Eu fui tentando entender como é que a gente pode fazer essa transformação. No passado, achei que fosse pela eleição, pelo voto. Hoje, eu não acho mais isso. Acho que vai vir de baixo, não lá de cima, desses eleitos. Vem da população, dos trabalhadores, dos estudantes

Francisco Braga, 17

Francisco Braga, 17

Eu sempre tive interesse por política, mas agora ela não é só um interesse, ela é uma necessidade e sempre vai ser. Eu acho que é necessidade de todo ser humano, pelo menos na minha visão, é se organizar por aquilo de que precisa

Sophia de Castro, 16

Sophia de Castro, 16

Eu acho que o jovem, hoje em dia, é muito influenciado pelos pais e pela família e acaba não vendo outras opções. Ele acaba votando só no partido que os pais votam, acaba só pensando do jeito que os pais pensam e acaba não pesquisando [sobre candidaturas]

Davi Silva, 16

Davi Silva, 16

Riscos

Para Fleischer, da UnB, há fatores que influem nessa descrença dos mais jovens em relação à política. "Eles veem isso [denúncias e crises] na TV e na internet o tempo todo. Só de Lava Jato, já são dois anos [de investigação]. É preciso investigar mais esse fenômeno, mas acho que pode haver uma relação direta entre os escândalos e essa descrença toda", diz o cientista político.

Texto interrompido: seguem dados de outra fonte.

PR #1845, opened 2017-12-16
Improve error page at loading time

astorije:
- Display the "Reload page" instantly and not after 5 seconds
- Remove stack trace, buggy anyway
- Wrap the error details so it does not expand beyond boundaries (scrollbar would not show up either)
- Do not show the slow-loading warning on error
- Make error details selectable instead of editable
- Label improvements
- Wrap all script in IIFE
- Rename script to more generic error handling

Before | After
--- | ---
<b>On load:</b><br>screen shot 2017-12-16 at 16 16 43<br><b>After 5 seconds:</b><br>screen shot 2017-12-16 at 16 16 47 | screen shot 2017-12-16 at 16 17 14
screen shot 2017-12-16 at 16 16 57 | screen shot 2017-12-16 at 16 17 20


client/css/style.css
```diff
@@ -1345,10 +1345,30 @@ part/quit messages where we don't load previews (adds a blank line otherwise) */
...
+}
+
+#loading pre {
+	white-space: normal;
+
+	-webkit-user-select: text;
+	-moz-user-select: text;
+	-ms-user-select: text;
+	user-select: text;
+	cursor: text;
```
astorije: @xPaw, I'm guessing you made the `pre` content-editable so people could copy-paste. I have instead made it selectable, let me know if you see something wrong in that.

client/js/loading-slow-alert.js
```diff
@@ -8,40 +8,53 @@
...
-setTimeout(function() {
-	var element = document.getElementById("loading-slow");
+function displayReload() {
+	var loadingReload = document.getElementById("loading-reload");
+	if (loadingReload) {
+		loadingReload.style.display = "block";
+	}
+}
+
+var loadingSlowTimeout = setTimeout(function() {
```
xPaw: This creates a global variables (along with the function above). Wrap this entire script in an anonymous function.

client/js/loading-slow-alert.js
```diff
@@ -8,40 +8,53 @@
...
+	message.textContent = "An error has occured that prevented the client from loading correctly.";
 
 	var summary = document.createElement("summary");
 	summary.textContent = "More details";
 
-	if (error instanceof ErrorEvent) {
-		error = error.message + "\n\n" + error.stack + "\n\nView developer tools console for more information and a better stacktrace.";
+	var data = document.createElement("pre");
+	if (e instanceof ErrorEvent) {
+		data.textContent = e.error && e.error.stack ? e.error.stack : e.message;
```
xPaw: I didn't include stacktrace because it's completely useless without sourcemap loaded in, and that only loads in with devtools open before the error happens, so it's effectively very useless and misleading.

astorije: Interesting. You did include `error.stack` and that was always `undefined` (at least for me), so I figured you wanted the stack trace. Want me to remove it?

client/js/loading-slow-alert.js
astorije: Done.

client/js/loading-slow-alert.js
astorije: > that only loads in with devtools open before the error happens

Odd, because I'm trying everything to cause this, even loading in private browsing and such, and it always shows up. Also I have a fallback if the stack is empty.

But I get your overall point. Want me to remove it?

xPaw: I don't understand how it could possibly work since sourcemaps are loaded by devtools. Looking at other error reporters, they either post-process errors on server, or load sourcemap as specified in JS themselves.

So yeah, it's better off removing it since we're not making a fully fledged error reporter here.

client/js/loading-error-handlers.js
```diff
@@ -0,0 +1,62 @@
...
+	};
+
+	var loadingSlowTimeout = setTimeout(function() {
+		var loadingSlow = document.getElementById("loading-slow");
+
+		if (loadingSlow) {
+			loadingSlow.style.display = "block";
+		}
+
+		displayReload();
```
xPaw: You can move this inside the `if` above, if there is no slow message, there won't be a reload button anyway.

client/css/style.css
xPaw: Instead of duplicating these rules, can you add the selector where these are defined instead?

client/js/loading-slow-alert.js
astorije: > I don't understand how it could possibly work since sourcemaps are loaded by devtools.

I don't know, mate, it just works :man_shrugging: 
But you'll notice that on the screenshot it shows the stacktrace of the built JS bundle, not the original source. That makes it less interesting for sure.

Will remove.

client/js/loading-error-handlers.js
astorije: Well, I [moved the button outside the block](https://github.com/thelounge/lounge/pull/1845/files#diff-7f958a715ef0d644371ae8b1b5f18250R59) though.

I'm not 100% sure of why this `if` exists: is it because we're not taking any chances and it could not exist in case of a bug? If so then maybe we should display the button even if the text wasn't found, no?

client/css/style.css
astorije: Done.

client/js/loading-slow-alert.js
astorije: Done:

screen shot 2017-12-17 at 23 53 36

Very glad you added this page overall. I had my concerns at first because of misunderstanding, but it makes the experience more pro and less frustrating 👏

client/js/loading-error-handlers.js
astorije: I didn't do this (at least yet) per my message above. Let me know what you think.

xPaw: The timer is not cancelled when the app loads, so it just does nothing if the element doesn't exist.

astorije: Ah, good catch, will do and add a comment about this.

astorije: Done, thanks!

Cláudio Couto, da FGV, também acredita que a corrupção afetam o interesse do jovem na vida política. "Escândalos, em geral, têm esse efeito ao desacreditarem a política partidária", afirma o professor, que complementa dizendo que as consequências desse desinteresse para uma democracia jovem, como a brasileira, podem ser perigosas. "É sempre um risco quando você vê os jovens de um país descrentes da política. Por mais que eles se revoltem contra a classe política, ainda não existe outra forma de interferir diretamente na vida política de um país que não seja pelo voto ou pela vida partidária", explica. 

Se o cenário político é ruim, a presidente da Ubes, Camila Lanes, pede que os adolescentes lutem para mudá-la. “Há uma necessidade de colocar o jovem na política. É importante eleger alguém que nos represente, votar em jovens. Apesar da conjuntura, é importante que a juventude não desista, que participe da política.”